As we age and when we are sick, a feeling of uselessness can grow on us. This can bring on a sense of depression. We used to be able to do so many things; now we find that we’ve been looking out the window for hours, doing nothing, getting nowhere. We can then feel guilty. ‘I have all this time on my hands, and yet I can’t pray. When I was younger I was very busy and gave hardly any time to prayer. But I used to ease my guilt by promising God that I’d give him plenty of time when I was older. Now I have endless empty hours on my hands, but where’s the prayer?’
Each of the previous chapters has concluded with a conversation with Jesus. I suggest that you pray that way when you can, following St Teresa’s idea of prayer as a loving conversation with God who totally loves us. St Ignatius takes the same line: ‘Imagine Christ Our Lord present before you upon the cross, and begin to speak with him…’ But we can’t be praying like that all the time, so how can we enrich the idle hours in which we seem to be able to do nothing?

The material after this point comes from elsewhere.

PR #510, opened 2019-05-24
PHOENIX-5295: Local Index data not replicating for older HBase versio…

hnguyen08:
…ns (<= HBase 1.2)


phoenix-core/src/it/java/org/apache/phoenix/end2end/index/MutableIndexReplicationIT.java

The suggestion in this chapter is that we can link prayer to our breathing! Nothing could be simpler than this. Breathing can be seen as a holy action, and when you know this, it eases the struggle of trying to pray when you can’t focus and when you can’t stir your heart to loving attention.
Wrapped in Silence
Sit in your favourite place, your sacred space, where you have perhaps a little statue or an icon and a candle. Or if you’re confined to bed, think of your bed as a holy place. Recall the story of Jacob when he was on the run from his brother: he lay down, exhausted, put his head on a stone and fell asleep. He dreams of a ladder there, on which angels are ascending and descending. God comes and speaks comforting words of promise to him. When Jacob wakes up, he says: ‘Surely the Lord is in this place and I did not know it’ (Gn.28: 10-17). So God comes to your place also. God has your address and likes to visit!

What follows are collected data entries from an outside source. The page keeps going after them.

PR #511, opened 2019-05-29
PHOENIX-4871: ParameterMetadata for join query plans is empty

BoxMiles:


gjacoby126:
@twdsilva @ChinmaySKulkarni - Mind taking a look? Patch looks good to me but you guys know the read path better than I do.

mspielberg:
The tests already added are a minimized version of the misbehaving query in the JIRA, just with the names changed to align with the existing schema in the test suites. I can add a comment to those two test cases pointing them back to the JIRA. I can also add an integration test to the phoenix-query-server repo for end-to-end, but that would have to be a different PR in the other repository.

gjacoby126:
@BoxMiles , could you please rebase against master? Looks like there's a merge conflict that prevents this patch from being committed.

PR #512, opened 2019-06-04
PHOENIX-5316 Use callable instead of runnable so that Pherf exception…

twdsilva:
…s cause tests to fail

@ChinmaySKulkarni  can you please review?


twdsilva:
@ChinmaySKulkarni , updated the PR please take a look?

Allow yourself to become still. Listen to any sounds around you. Let this listening grow deeper. You can hear sounds only because you are quiet. If you were talking, you wouldn’t notice them. Become more and more a still point in our turning and noisy world. The quieter you become, the more you hear. The Lord comes very quietly. ‘Have you not heard his silent steps, for he comes, comes, ever comes?’ (Tagore). Our Lady was wrapped in silence and listened to what was going on in her heart. Invite her to be with you: she will help you to become quieter when you ask her.

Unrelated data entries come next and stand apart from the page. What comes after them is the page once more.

PR #848, opened 2020-07-28
Phoenix-5947 Add tests and extensions to Schema Extraction Tool utility

Qinrui98:
1. Added support for extracting ddl for salted tables, array column type and non-default column families
2. Added tests for extracting table, view and index ddls


phoenix-tools/src/main/java/org/apache/phoenix/schema/SchemaExtractionProcessor.java
```diff
@@ -54,9 +55,6 @@ public String process() throws Exception {
         if (ddl != null) {
             return ddl;
         }
-        if(this.table.getColumnFamilies().size() > 1 ) {
```
swaroopak, line 57: This PR does not completely support the multiple column families, especially if there are different properties for each column family as mentioned by Goeffrey on the previous review. Let's modify this if clause to be specific unless you want to include the change in this one and completely get rid of "Not Supported Exception".

phoenix-tools/src/main/java/org/apache/phoenix/schema/SchemaExtractionProcessor.java
```diff
@@ -1,35 +1,35 @@
...
-import java.util.Map;
-import java.util.Set;
+import java.util.*;
 
 public class SchemaExtractionProcessor {
 
-    public static final String
-            FEATURE_NOT_SUPPORTED_ON_EXTRACTION_TOOL =
-            "Multiple CF feature not supported on extraction tool";
+    public static final List<String> SYNCED_DATA_TABLE_AND_INDEX_COL_FAM_PROPERTIES = ImmutableList.of(
```
swaroopak, line 29: This should be available in other parts of the code. You can just import here.

phoenix-tools/src/main/java/org/apache/phoenix/schema/SchemaExtractionProcessor.java
```diff
@@ -1,35 +1,35 @@
...
 import java.io.IOException;
 import java.sql.Connection;
 import java.sql.SQLException;
-import java.util.ArrayList;
-import java.util.HashMap;
-import java.util.HashSet;
-import java.util.List;
-import java.util.Map;
-import java.util.Set;
+import java.util.*;
```
swaroopak, line 25: Avoid import *

phoenix-tools/src/main/java/org/apache/phoenix/schema/SchemaExtractionProcessor.java
```diff
@@ -250,12 +247,31 @@ private void setHTableProperties(HTableDescriptor htd) {
...
-        Map<ImmutableBytesWritable, ImmutableBytesWritable> propsMap = columnDescriptor.getValues();
-        for (Map.Entry<ImmutableBytesWritable, ImmutableBytesWritable> entry : propsMap.entrySet()) {
+    private void setHColumnFamilyProperties(HColumnDescriptor[] columnDescriptors) {
+        Map<ImmutableBytesWritable, ImmutableBytesWritable> propsMap = columnDescriptors[0].getValues();
+        for(Map.Entry<ImmutableBytesWritable, ImmutableBytesWritable> entry : propsMap.entrySet()){
             ImmutableBytesWritable key = entry.getKey();
-            ImmutableBytesWritable value = entry.getValue();
-            definedProps.put(Bytes.toString(key.get()), Bytes.toString(value.get()));
+            ImmutableBytesWritable defaultValue = entry.getValue();
+            Map<String, String> CFMap = new HashMap<String, String>();
```
swaroopak, line 255: nit: cfMap

phoenix-tools/src/main/java/org/apache/phoenix/schema/SchemaExtractionProcessor.java
```diff
@@ -250,12 +247,31 @@ private void setHTableProperties(HTableDescriptor htd) {
...
+            Set<ImmutableBytesWritable> set = new HashSet<ImmutableBytesWritable>();
+            for(HColumnDescriptor columnDescriptor: columnDescriptors){
```
swaroopak, line 257: space before `{`

phoenix-tools/src/main/java/org/apache/phoenix/schema/SchemaExtractionProcessor.java
```diff
@@ -250,12 +247,31 @@ private void setHTableProperties(HTableDescriptor htd) {
...
+                ImmutableBytesWritable value = columnDescriptor.getValues().get(key);
+                // check if it is universal properties
+                if (SYNCED_DATA_TABLE_AND_INDEX_COL_FAM_PROPERTIES.contains(Bytes.toString(key.get()))){
+                    definedProps.put(Bytes.toString(key.get()), Bytes.toString(value.get()));
+                    continue;
+                }
+                CFMap.put(columnFamilyName, Bytes.toString(value.get()));
+                set.add(value);
+            }
+            if (set.size() > 1){
```
swaroopak, line 268: space before {

phoenix-tools/src/main/java/org/apache/phoenix/schema/SchemaExtractionProcessor.java
```diff
@@ -250,12 +247,31 @@ private void setHTableProperties(HTableDescriptor htd) {
...
-    private void setHColumnFamilyProperties(HColumnDescriptor columnDescriptor) {
-        Map<ImmutableBytesWritable, ImmutableBytesWritable> propsMap = columnDescriptor.getValues();
-        for (Map.Entry<ImmutableBytesWritable, ImmutableBytesWritable> entry : propsMap.entrySet()) {
+    private void setHColumnFamilyProperties(HColumnDescriptor[] columnDescriptors) {
+        Map<ImmutableBytesWritable, ImmutableBytesWritable> propsMap = columnDescriptors[0].getValues();
+        for(Map.Entry<ImmutableBytesWritable, ImmutableBytesWritable> entry : propsMap.entrySet()){
             ImmutableBytesWritable key = entry.getKey();
-            ImmutableBytesWritable value = entry.getValue();
-            definedProps.put(Bytes.toString(key.get()), Bytes.toString(value.get()));
+            ImmutableBytesWritable defaultValue = entry.getValue();
```
swaroopak, line 254: let's call it globalValue

phoenix-tools/src/main/java/org/apache/phoenix/schema/SchemaExtractionProcessor.java
swaroopak, line 268: this would fail if two CF have same non-default value for `VERSIONS` or any other property

phoenix-tools/src/main/java/org/apache/phoenix/schema/SchemaExtractionProcessor.java
```diff
@@ -250,12 +247,31 @@ private void setHTableProperties(HTableDescriptor htd) {
...
+            Map<String, String> CFMap = new HashMap<String, String>();
+            Set<ImmutableBytesWritable> set = new HashSet<ImmutableBytesWritable>();
```
swaroopak, line 256: nit: cfPropertyValueSet

phoenix-tools/src/main/java/org/apache/phoenix/schema/SchemaExtractionProcessor.java
swaroopak, line 268: Let's say there are 3 CFs and only 2 of them have VERSIONS=2. Would this work? Let's add a test if we don't have one to cover this scenario.

phoenix-tools/src/main/java/org/apache/phoenix/schema/SchemaExtractionProcessor.java
```diff
@@ -250,12 +247,31 @@ private void setHTableProperties(HTableDescriptor htd) {
...
+            for(HColumnDescriptor columnDescriptor: columnDescriptors){
+                String columnFamilyName = Bytes.toString(columnDescriptor.getName());
+                ImmutableBytesWritable value = columnDescriptor.getValues().get(key);
+                // check if it is universal properties
+                if (SYNCED_DATA_TABLE_AND_INDEX_COL_FAM_PROPERTIES.contains(Bytes.toString(key.get()))){
+                    definedProps.put(Bytes.toString(key.get()), Bytes.toString(value.get()));
+                    continue;
+                }
+                CFMap.put(columnFamilyName, Bytes.toString(value.get()));
+                set.add(value);
```
swaroopak, line 266: I think we can maintain a map instead of [propertyValue and occurances] and execute line no. 273 only when exactly one entry from the map has occurrences equal to the no. of column families. 
Also, good to refactor this logic in another function.

phoenix-tools/src/main/java/org/apache/phoenix/schema/SchemaExtractionProcessor.java
```diff
@@ -374,20 +397,49 @@ private String getColumnInfoStringForView(PTable table, PTable baseTable) {
...
-            buf.append(maxLength);
-            Integer scale = column.getScale();
-            if (scale != null) {
-                buf.append(',');
-                buf.append(scale); // has both max length and scale. For ex- decimal(10,2)
+
+        if (isArrayType) {
+            String arrayPrefix = type.split("\\s+")[0];
+            buf.append(arrayPrefix);
+            if (maxLength != null) {
```
swaroopak, line 416: nit: this if condition is duplicated in the else part. Please refactor it by extracting common parts and executing specific Array related logic when if clause passes.

phoenix-tools/src/it/java/org/apache/phoenix/schema/SchemaExtractionToolIT.java
```diff
@@ -210,4 +206,188 @@ public void testCreateViewIndexStatement() throws Exception {
...
+
+            SchemaExtractionTool set = new SchemaExtractionTool();
+            set.setConf(conn.unwrap(PhoenixConnection.class).getQueryServices().getConfiguration());
+            String [] args2 = {"-tb", indexName, "-s", schemaName};
+            set.run(args2);
+            Assert.assertEquals(createIndexStatement.toUpperCase(), set.getOutput().toUpperCase());
+        }
+    }
+
+    private boolean compareProperties(String prop1, String prop2){
```
swaroopak, line 384: Thanks for adding this.

phoenix-tools/src/it/java/org/apache/phoenix/schema/SchemaExtractionToolIT.java
```diff
@@ -33,22 +30,21 @@ public void testCreateTableStatement() throws Exception {
...
+            conn.createStatement().execute(createTable);
             conn.commit();
             String [] args = {"-tb", tableName, "-s", schemaName};
 
             SchemaExtractionTool set = new SchemaExtractionTool();
             set.setConf(conn.unwrap(PhoenixConnection.class).getQueryServices().getConfiguration());
             set.run(args);
-            String actualProperties = set.getOutput().substring(set.getOutput().lastIndexOf(")")+1).replace(" ","");
-            Assert.assertEquals(3, actualProperties.split(",").length);
+            //String actualProperties = set.getOutput().substring(set.getOutput().lastIndexOf(")")+1).replace(" ","");
```
swaroopak, line 46: nit: remove the commented code

phoenix-tools/src/it/java/org/apache/phoenix/schema/SchemaExtractionToolIT.java
```diff
@@ -210,4 +206,188 @@ public void testCreateViewIndexStatement() throws Exception {
...
+                    "\"cv\".\"_\" CHAR(1), " +
+                    "\"dv\".\"_\" CHAR(1) CONSTRAINT PK PRIMARY KEY (a_char, b_char)) " + properties;
+            conn.createStatement().execute(query);
+            conn.commit();
+            String[] args = {"-tb", tableName, "-s", schemaName};
+            SchemaExtractionTool set = new SchemaExtractionTool();
+            set.setConf(conn.unwrap(PhoenixConnection.class).getQueryServices().getConfiguration());
+            set.run(args);
+
+            Assert.assertEquals(true, compareProperties(properties, set.getOutput().substring(set.getOutput().lastIndexOf(")")+1)));
```
swaroopak, line 359: can use assertTrue directly.

phoenix-tools/src/it/java/org/apache/phoenix/schema/SchemaExtractionToolIT.java
```diff
@@ -33,22 +30,21 @@ public void testCreateTableStatement() throws Exception {
         String tableName = generateUniqueName();
         String schemaName = generateUniqueName();
         Properties props = PropertiesUtil.deepCopy(TEST_PROPERTIES);
+        String pTableFullName = SchemaUtil.getQualifiedTableName(schemaName, tableName);
         String properties = "TTL=2592000,IMMUTABLE_ROWS=true,DISABLE_WAL=true";
```
swaroopak, line 34: nit: could you please remove this variable? It is not used anymore.

phoenix-tools/src/main/java/org/apache/phoenix/schema/SchemaExtractionProcessor.java
Qinrui98: Yes it's working with only 2 of them having VERSIONS=2. The size of the set will be 2 in this case. I'll add a test to cover this scenario.

phoenix-tools/src/main/java/org/apache/phoenix/schema/SchemaExtractionProcessor.java
```diff
@@ -250,12 +247,31 @@ private void setHTableProperties(HTableDescriptor htd) {
...
+                if (SYNCED_DATA_TABLE_AND_INDEX_COL_FAM_PROPERTIES.contains(Bytes.toString(key.get()))) {
+                    definedProps.put(Bytes.toString(key.get()), Bytes.toString(value.get()));
+                    break;
+                }
+                cfToPropertyValueMap.put(columnFamilyName, Bytes.toString(value.get()));
+                cfPropertyValueSet.add(value);
+            }
+            if (cfPropertyValueSet.size() > 1) {
+                for(Map.Entry<String, String> mapEntry: cfToPropertyValueMap.entrySet()) {
+                    definedProps.put(String.format("%s.%s",  mapEntry.getKey(), Bytes.toString(key.get())), mapEntry.getValue());
```
gjacoby126, line 270: I'm curious why we're qualifying the CF properties in one flat HashSet instead of a HashSet<String, HashSet<String, String>>? Can we guarantee that no CF properties will ever have a period in them?

phoenix-tools/src/main/java/org/apache/phoenix/schema/SchemaExtractionProcessor.java
```diff
@@ -312,9 +336,8 @@ public Connection getConnection() throws SQLException {
 
     private String getColumnInfoStringForTable(PTable table) {
         StringBuilder colInfo = new StringBuilder();
-
-        List<PColumn> columns = table.getColumns();
-        List<PColumn> pkColumns = table.getPKColumns();
+        List<PColumn> columns = table.getBucketNum() == null ? table.getColumns() : table.getColumns().subList(1, table.getColumns().size());
```
gjacoby126, line 339: Good catch for salted tables, those are easy to miss.

phoenix-tools/src/main/java/org/apache/phoenix/schema/SchemaExtractionProcessor.java
Qinrui98: @gjacoby126 We are trying to find common CF property so that we don't need to specify it for every column family in the output string. Are you suggesting that we could use hashmap instead?

phoenix-tools/src/it/java/org/apache/phoenix/schema/SchemaExtractionToolIT.java
```diff
@@ -210,4 +204,242 @@ public void testCreateViewIndexStatement() throws Exception {
...
+            String actualProperties = set.getOutput().substring(set.getOutput().lastIndexOf(")")+1);
+            Assert.assertEquals(true, actualProperties.contains("SALT_BUCKETS=16"));
+        }
+    }
+
+    @Test
+    public void testCreateTableWithPKConstraint() throws Exception {
+        String tableName = generateUniqueName();
+        String schemaName = generateUniqueName();
+        Properties props = PropertiesUtil.deepCopy(TEST_PROPERTIES);
```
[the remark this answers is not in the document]
Qinrui98: Yes I'll extract the common part into a helper function and avoid duplicated code here.

phoenix-tools/src/it/java/org/apache/phoenix/schema/SchemaExtractionToolIT.java
```diff
@@ -58,156 +130,251 @@ public void testCreateTableStatement_tenant() throws Exception {
...
+    }
 
-            String pTableFullName = SchemaUtil.getQualifiedTableName(schemaName, tableName);
-            conn.createStatement().execute("CREATE TABLE "+pTableFullName + "(k BIGINT NOT NULL PRIMARY KEY, "
-                    + "v1 VARCHAR, v2 VARCHAR)"
-                    + properties);
-            String viewFullName = SchemaUtil.getQualifiedTableName(schemaName, viewName);
-            String viewFullName1 = SchemaUtil.getQualifiedTableName(schemaName, viewName+"1");
+    @Test
+    public void testCreateTableWithUniversalCFProperties() throws Exception {
```
swaroopak, line 215: I feel this and testCreateTableWithNonDefaultColumnFamily can be clubbed into one test?

phoenix-tools/src/it/java/org/apache/phoenix/schema/SchemaExtractionToolIT.java
```diff
@@ -58,156 +130,251 @@ public void testCreateTableStatement_tenant() throws Exception {
...
+                "\"cv\".\"_\" CHAR(1), " +
+                "\"dv\".\"_\" CHAR(1) CONSTRAINT PK PRIMARY KEY (a_char, b_char)) " + properties;
+        List<String> queries = new ArrayList<String>(){};
+        queries.add(query);
+        String result = runSchemaExtractionTool(schemaName, tableName, null, queries);
+        Assert.assertEquals(query.toUpperCase(), result.toUpperCase());
+    }
 
+    @Test
+    public void testCreateTableWithDefaultCFProperties() throws Exception {
```
swaroopak, line 234: even this can be clubbed with above one as there is only one extra property here.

Now notice your breathing: gently inhale and exhale. Imagine the scene in Genesis where God breathes into your lifeless body and you begin to stir with life (Gn.2:7). God’s breath becomes the breath of your life! Your breath is indeed your own, but it is also God’s. Some day your breath will cease, so it is precious: it keeps you going. For the first time in your life, perhaps, make a silent prayer of gratitude to God for your breath.
YAHWEH
Here I want to develop an idea from the Franciscan writer, Richard Rohr. Think of the word YAHWEH! It is the most sacred word of a pious Hebrew; it is the name that God utters when asked by Moses who he was (see Gn.3:15). It is a word endlessly rich in meaning: it says that God, who is above all names, is solidly present to us, close to us, on our side. YAHWEH is the God who is full of tenderness and compassion, and this God is in our corner, fighting for us. Jesus would have learnt the word YAHWEH from his parents, and then breathed it with awe and reverence.
YAHWEH then is a beautiful word, full of hope and comfort. But more: it mysteriously matches the rhythm of your breathing! Notice the sound of the word Yah-Weh. If you gasp for a moment and listen to your breathing, you will notice that as you breathe out, you are making the sound Yah, and as you breathe in, you are making the sound Weh.
As you breathe, you breathe in and out the name of God, YAHWEH, the One whom you try to love above all else. So when you are conscious of your breathing, you can make it a prayer! But even when you’re not attending to your breathing, this little mantra is being sung in your body: it is like background music, and you can come back to it easily.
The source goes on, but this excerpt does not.